The oldest records of the origin of creation in Greek mythology are preserved in the Hesiod`s epic poem Theogony, dating back between 750BC and 650BC when Hesiod was believed to be active.

According to Theogony, there was only Chaos at the beginning as primeval state of existence. It was stationary, dark and silent and there was no trace of life to the infinity. Chaos was also referred as the gaping void or abyss from which everything else sprang. However, in Theogony Chaos never creates Gaea (Earth), but it seems that Gaea just appears out of this dark void.

Hesiod - Theogony, transladed by Hugh G. Evelyn White:

"(ll. 116-138) Verily at the first Chaos came to be, but next wide-bosomed Earth, the ever-sure foundations of all"

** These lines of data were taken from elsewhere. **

PR #221, opened 2022-05-02
ERC4626: add new internal virtual method withdrawAssets

0xdapper:
## Description

Add a new internal method `withdrawAssets` that might allow users to impose some withdrawal fees or any kind of fees. Thoughts?

## Checklist

- [x] Ran `forge snapshot`?
- [x] Ran `npm run lint`?
- [x] Ran `forge test`?


transmissions11:
thanks for the PR! but since withdrawal fees n such would need to be accounted for in other places (preview methods for example), and adding that kind of infrastructure would overcomplicate the contract i don't think its worthwhile to merge this 😓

And just like Gaea, Tartarus, the terrible and sunless region beneath Gaea, also appeared along in the depths of the wide-path earth. But they were not the only ones who appeared out of the endless void. Hesiod also talks about the deathless gods who hold the peaks of snowy Olympus and Eros (love or desire to re-produce) being the fairest among them. After that, Erebus (region where the death dwells) and Nyx (black night) were born out of Chaos. Out of the union of Nyx and Erebus, Aether (the upper atmosphere) and Hemera (the day) came forth. Meanwhile, Gaea gave birth to Uranus (the heavens) who was equal to her. She also gave birth to Ourea (gods of mountains) and Pontus (primeval god of sea). Gaea then covered herself in love with Uranus and from their union came twelve Titans, three Cyclopes and three Hecatonchires.

The birth of the children disrupted the life of Uranus who saw them as threat to his throne. And therefore, he imprisoned Cyclopes and Hecatonchires, who seemed the most bizzare of his children, in the depths of Tartarus, away from the other gods. But Gaea, as their mother, loved her children unconditionally. She became mad and started plotting against Uranus. She even talked her children into castrating him. All of them were afraid of their father except Cronus, who wanted the throne for himself, and with the help of his brothers Crius, Coeus, Iapetus and Hyperion who held Uranus down, when caught by surprise, Cronus was able to castrate his father with the flint sickle, made by Gaea. After castration, Cronus threw the genitals of his father into the ocean. On the spot where genitals fell into the water, Aphrodite was born. And from the blood of Uranus that spilt on the earth, Giants, the Ash-tree nymphs and Erinyes were born.